[Collected data entries]
################

PR #1917, opened 2020-05-08
Fix unpack error messages and add unittest test_unpack.py

youknowone:


vm/src/frame.rs
```diff
@@ -659,9 +659,30 @@ impl ExecutingFrame<'_> {
...
+                        vm.new_type_error(format!(
+                            "cannot unpack non-iterable {} object",
+                            value.class().name
+                        ))
+                    } else {
+                        e
+                    }
+                })?;
+                let ordering = elements.len().cmp(size);
+                if ordering != std::cmp::Ordering::Equal {
```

################

WORK REQUIRED
Find the word "unpack" in the entries above and gather every line that holds it.

ANSWER SECTION
Fix unpack error messages and add unittest test_unpack.py
+                            "cannot unpack non-iterable {} object",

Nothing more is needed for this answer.